Ostensibly, this exchange illustrates Dean’s desire to be part of Sal’s circle of New York college educated friends and his naiveté about their world.  But it also underscores the difference between writing and speaking—at least as Sal seems to experience them.  Writing is solitary labor, a matter of will.  And it is a mystified discipline in that Sal can’t explain how one does it or learns to do it.  Significantly, Dean’s response is not really an attempt to engage Sal’s points.  It is, instead, a performance that enacts his sympathy with Sal’s emotions about writing, even as the response reveals his lack of understanding about the specifics of both Sal’s analysis and the terms “real intellectuals” use.  Moreover, Dean’s ability to respond—to engage the moment, fill it with speech, empathize with Sal, and simultaneously assert and celebrate himself—requires neither “the energy of a benny addict” nor the mastering of a discipline.  It is, instead, an immediate behavior.  Writing, as Sal frames it here, is a process of composing, but speaking is more a matter or reacting and interacting—and for Dean, also and further, speaking is performing.  We can, as Dean demonstrates (even through Sal’s burlesque of his spiel) talk without having to aspire to be a “talker,” but to be a writer, at least in context established by modern print textuality, we must not only aspire to it, but we must, through persistence, acquire that craft and control that both bridge to the hypothetical reader and obscure the abstract nature and fundamental absence of this reader—this “it.”

In the April 1951 scroll version (as published in On the Road: The Original Scroll), the continuation of this passage underscores the implicit dichotomy between speaking and writing:

That was the winter of 1947.  Shortly after meeting Neal I began writing or painting my huge Town and City, and I was about four chapters on when one night when Neal ate supper at my house, and he already had a new parkinglot job in New York, the hotel NYorker lot on 34 st., he leaned over my shoulder as I typed rapidly away and said “Come on man, those girls won’t wait, make it fast,” and I said “Hold on just a minute, I’ll be right with you soon as I finish this chapter,” and I did and it was one of the best chapters in the book. . . . As far as my work was concerned he said, “Go ahead, everything you do is great.”[5]

This suggests that part of what made the chapter “one of the best” was the pressure to write quickly without doubts and reconsiderations—a rationale that seems to validate the usual understanding of Kerouac’s method, since this is supposed to be what he did as he wrote/typed this scene as part of the scroll.  Less obvious is the implication that Jack (the narrator’s name in the scroll) is for once not writing in isolation for the absent “mysterious reader” but instead has an actual reader—Neal—at his shoulder.  The Neal-who-reads as Jack writes/types functions not as a deferred, absent reader (as we as actual readers do) but as a kind of auditor, and this aligns the process of writing more closely with the interactive and behavioral immediacy of speaking.  Sal/Jack writes more as if performing than as if composing.

The entangling of writing and speaking in this scene becomes particularly clear in the unit Kerouac added to it for the 1957 Viking Road:

As far as my work was concerned he said, “Go ahead, everything you do is great.”  He watched over my shoulder as I wrote stories, yelling, “Yes!
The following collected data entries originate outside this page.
PR #2771, opened 2024-05-21
feat(lambda): make container lambdas the default and deprecate zipfile

bernardobridge:
## Description

Deprecates `zipfile` Lambda in favour of using Lambda Container Images by default. The change should be transparent to the end-user. To make sure that's the case, the `--container` flag has been set to `deprecated` with a dedicated message (oclif functionality).

Users already using that flag will see something like this (but their test run will still run):
Screenshot 2024-05-21 at 11 38 31

## Pre-merge checklist


packages/artillery/lib/cmds/run-lambda.js
```diff
@@ -65,8 +61,11 @@ RunLambdaCommand.flags = {
     default: '1'
   }),
   container: Flags.boolean({
-    description: 'Use a container image for Lambda (experimental)',
-    default: false
+    description: '[DEPRECATED] Use a container image for Lambda (experimental)',
```
hassy, line 64:
```suggestion
    description: 'Use a container image for Lambda',
```

PR #2718, opened 2024-05-09
test(publish-metrics): add tests for otel tracing

InesNi:
## Description

Implementing tests for `publish-metrics` tracing.

- A custom `FileSpanExporter` is created for testing purposes and is enabled through the `exporter` and `__outputPath` setting in the OTel reporter configuration:

```yaml copy
  plugins:
    publish-metrics:
      - type: "open-telemetry"
        traces:
          exporter: "__test"
          __outputPath: "json-file-to-export-spans-to"
```
Both the `ConsoleSpanExporter` and `InMemorySpanExporter` were considered for testing purposes but creating a custom file exporter ended up being the most straightforward option with the least possible change to the logic of the OTel reporter.

An extensive test for the `HTTP` engine tracing basic functionality support has been added including a test for the `parallel` scenario configuration and test runs with errors.

## Pre-merge checklist

- [ ] Does this require an update to the docs?
- [ ] Does this require a changelog entry?

PR #2779, opened 2024-05-22
feat(publish-metrics): implement multiple otel improvements

InesNi:
## Description
Multiple changes in OTel:
1. `url` attribute is added to page spans in Playwright tracing 

2. fix for  bug in Playwright tracing support - using `url` attribute instead of `name` is used along with `vu.uuid` to match web vitals with appropriate `pageSpan` (`replaceSpanNameRegex` introduced a bug where web vitals would not appear for spans with replaced names) 
3.  remove `test_id` being added by default to OTel metrics

4. Request timing phases  are recorded as attributes instead of spans in HTTP tracing for the purpose of reducing the cost. (e.g. `dns_lookup` span is now  `dns_lookup.duration` attribute with a value in `ms` set on the request span it belongs to.) 
    - **!This will change the structure of traces for HTTP engine support** 

### Testing

Tested manually, and will be added to OTel tracing tests in https://github.com/artilleryio/artillery/pull/2718

- Due to 4. changing the structure of tests the `dd-adot.test` that runs http test is adjusted to reflect the change in trace structure.

## Pre-merge checklist

### DIFF
--- a/packages/artillery-plugin-publish-metrics/lib/open-telemetry/metrics.js
+++ b/packages/artillery-plugin-publish-metrics/lib/open-telemetry/metrics.js
@@ -51,8 +51,7 @@ class OTelMetricsReporter {
       includeOnly: config.includeOnly || [],
       exclude: config.exclude || [],
       attributes: {
-        ...(config.attributes || {}),
-        test_id: global.artillery.testRunId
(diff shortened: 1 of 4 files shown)


hassy:
Test failure unrelated, merging.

That’s right! Wow! Man! and “Phew!” and wiped his face with his handkerchief.  “Man, wow, there’s so many things to do, so many things to write!  How to even begin to get it all down and without modified restraints and all hung-up on like literary inhibitions and grammatical fears…”[6]

Dean is reacting to Sal’s typing, here, with the same exhortations he later uses to respond to jazz musicians as they solo.  In revising the passage for the Viking Road, Kerouac has Dean treat Sal not as a writer in the traditional sense (i.e. as composing in isolation for a future, abstractly generalized audience figured as the “reader”) but as a performer with an immediate auditor who participates in the performance both through his presence and his actual responses.  In the scene, writing takes on some of the dynamics of oral performance and becomes an analogue to it.  Dean’s enthusiastic participation, it seems, pushes the “mysterious reader” into the background, enabling Sal to write as if he is speaking—as if he is performing rather than composing.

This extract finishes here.